The most powerful no doubt is Manwe.But the greatest is Ulmo,because he never forgets the people and the elves in Arda.


----------



## YayGollum (Sep 20, 2002)

Argh! Is there just something wrong with me? Why are most people so sure that Manwe is the best? *stresses out*


----------



## Gil-Galad (Sep 20, 2002)

Because some of them don't see the difference between "powerful" and "greatness".Powerful is about the strenght(physical,pshychical)of the person.Greatness has different meaning.It includes not onlly the strenght,but also what a person have done during his life,his feelings,his features as a whole.
Manwe is the most powerfl(or Melkor,as you may wish).but nothing more.At the same time Ulmo is the Vala who can be mostly define as the greatest one.


----------



## YayGollum (Sep 20, 2002)

Got it. I can see why people might think that Ulmo could be considered to be the greatest one, but I still don't get where they come up with the evidence that Manwe is the most powerful. My quote where Aule had skill and knowledge scarce less than Melkor, I would think, would prove that Aule was the most powerful of the Valar (since Melkor isn't one). oh well.


----------



## Gil-Galad (Sep 20, 2002)

The fact that Manwe is the king of Valar makes most people think that because he is the king ,he is the greatest.And also they think so because Manwe and Melkor (at the beginning)were the most powerful.But I repeat it once agaim:There's difference between powerful and greatness.


----------



## Nenya Evenstar (Sep 20, 2002)

Read my posts Yay.  How can someone who is evil be greater than someone who is not? It is an impossibility. Melkor was evil, Manwe was not. How can someone who knows the very heart of the being who created the world be less than someone who does not? These are some evidences that Manwe is the greatest, but I think we already proved that. 

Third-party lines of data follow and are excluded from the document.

PR #3774, opened 2025-07-30
makefile:use local gcc when native compiling

ningmingxiao:
fix 
```
cgo: C compiler "x86_64-linux-gnu-gcc" not found: exec: "x86_64-linux-gnu-gcc": executable file not found in $PATH
```

### DIFF
--- a/Makefile
+++ b/Makefile
@@ -546,8 +546,10 @@ ifeq ($(GOOS),darwin)
 # returns the architecture name converted from GOARCH to macOS's uname -m.
 to_uname_m = $(foreach arch,$(1),$(shell echo $(arch) | sed 's/amd64/x86_64/'))
 else ifeq ($(GOOS),linux)
+ifeq ($cross_compiling),true)
 # CC is required for cross-compiling on Linux.
 CC = $(call to_uname_m,$(GOARCH))-linux-gnu-gcc
+endif
 else ifeq ($(GOOS),windows)
 # artifact in zip format also provided for Windows.
 ARTIFACT_FILE_EXTENSIONS += .zip


afbjorklund:
The idea is OK, but it should not need an extra variable to be set...

Maybe check `go env GOOS` (without GOOS set) versus `$GOOS`?

ningmingxiao:
can you describe clearly ? thanks @afbjorklund

afbjorklund:
We should be able to detect when doing a cross-compile, without requiring that information from the user?

The main issue is that the format of `uname -s` and GOOS is slightly different (as with `uname -m` and GOARCH)

Most Linux distributions feature both, so it has not been a problem.

i.e. both `gcc` and `x86_64-linux-gnu-gcc`

afbjorklund:
Ah, we already have some handy variables to use:

```Makefile
# returns difference between GOOS GOARCH and GOHOSTOS GOHOSTARCH.
cross_compiling = $(call diff,$(GOOS) $(GOARCH),$(GOHOSTOS) $(GOHOSTARCH))
# returns true if cross_compiling is empty.
native_compiling = $(if $(cross_compiling),,true)
```

We don't need to set anything, for a native build.

i.e. there is no need to hardcode `gcc`, but let go

ningmingxiao:
how about 
```
CC = $(call to_uname_m,$(GOARCH))-linux-gnu-gcc
ifeq ($(native_compiling),true)
	CC = gcc
endif
```
my host doesn't have  x86_64-linux-gnu-gcc
and some os have 
x86_64-anolis-linux-gcc instead of  x86_64-linux-gnu-gcc

afbjorklund:
If your host needs something special, you can override `CC`

`make GOOS=linux GOARCH=... CC=my-gcc`

But you can simplify it to:

```make
ifeq ($(cross_compiling),true)
# CC is required for cross-compiling on Linux.
CC = $(call to_uname_m,$(GOARCH))-linux-gnu-gcc
endif
```

Might need to move the declarations in the file, though.

EDIT: typo

ningmingxiao:
done, thank you.

afbjorklund:
Tests are failing, so the new test is not working properly. ~~(or the comment is wrong, and it always need CC?)~~

afbjorklund:
The cross_compiling variable is empty when false (and the diff, when true), unlike native_compiling \<sigh\>

```diff
+ifneq ($(cross_compiling),)
 # CC is required for cross-compiling on Linux.
 CC = $(call to_uname_m,$(GOARCH))-linux-gnu-gcc
+endif
```

AkihiroSuda:
CI is faling
```
# runtime/cgo
gcc_arm64.S: Assembler messages:
gcc_arm64.S:30: Error: no such instruction: `stp x29,x30,[sp,'
gcc_arm64.S:34: Error: too many memory references for `mov'
gcc_arm64.S:36: Error: no such instruction: `stp x19,x20,[sp,'
gcc_arm64.S:39: Error: no such instruction: `stp x21,x22,[sp,'
gcc_arm64.S:42: Error: no such instruction: `stp x23,x24,[sp,'
gcc_arm64.S:45: Error: no such instruction: `stp x25,x26,[sp,'
gcc_arm64.S:48: Error: no such instruction: `stp x27,x28,[sp,'
gcc_arm64.S:52: Error: too many memory references for `mov'
gcc_arm64.S:53: Error: too many memory references for `mov'
gcc_arm64.S:54: Error: too many memory references for `mov'
gcc_arm64.S:56: Error: no such instruction: `blr x20'
gcc_arm64.S:57: Error: no such instruction: `blr x19'
gcc_arm64.S:59: Error: no such instruction: `ldp x27,x28,[sp,'
gcc_arm64.S:62: Error: no such instruction: `ldp x25,x26,[sp,'
gcc_arm64.S:65: Error: no such instruction: `ldp x23,x24,[sp,'
gcc_arm64.S:68: Error: no such instruction: `ldp x21,x22,[sp,'
gcc_arm64.S:71: Error: no such instruction: `ldp x19,x20,[sp,'
gcc_arm64.S:74: Error: no such instruction: `ldp x29,x30,[sp],'
make[1]: *** [Makefile:251: _output/bin/limactl] Error 1
```
https://github.com/lima-vm/lima/actions/runs/16623363235/job/47033924352?pr=3774

afbjorklund:
Something is broken, the cross_compiling variable is **not** working as intended here: (from amd64 to arm64)

`make artifacts-linux`

`CGO_ENABLED=1 GOOS="linux" GOARCH="amd64" CC="cc"`

`CGO_ENABLED=1 GOOS="linux" GOARCH="arm64" CC="cc" `

AkihiroSuda:
Probably fixed in:
- https://github.com/lima-vm/lima/pull/4228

Ok, now about Manwe being the most powerful. Manwe was chosen to be the highest King and ruler of Ea. Aule was under him. The ruler is generally more powerful than the subjects. Manwe was chosen by Eru for this position. Which is greater? Someone who has his own wizdom and knowledge behind him (Aule) or someone who has the mind and the will of Eru behind him (Manwe)?


----------



## YayGollum (Sep 20, 2002)

Okay, dudes. I'm not talking about greatness. That seems to me to be just a bunch of opinion stuffs. It also seems to me to be that the only evidence you have that Manwe would be the most powerful is that he was put in charge. The only reason I see that Manwe was put in charge was because he was Iluvatar's favorite. Can we agree on that? It's not Aule's fault that Iluvatar liked Manwe more. *hides*


----------



## Gil-Galad (Sep 20, 2002)

YayGollum,did you see?All think Manwe is the greatest because he is the most powerful Vala.Exactly what I said.But it seemed that Nenya Evenstar didn't read what I had written.


----------



## Khamul (Sep 21, 2002)

> To Melkor among the Ainur had been given the greatest gifts of *power* and knowledge, and he had a share in all the gifts of his brethren. He had gone often alone into the void, and he was impatient of its emptiness. Yet he found not the Fire, for it is with Ilúvatar. But being alone he had begun to conceive thoughts of his own unlike those of his brethren.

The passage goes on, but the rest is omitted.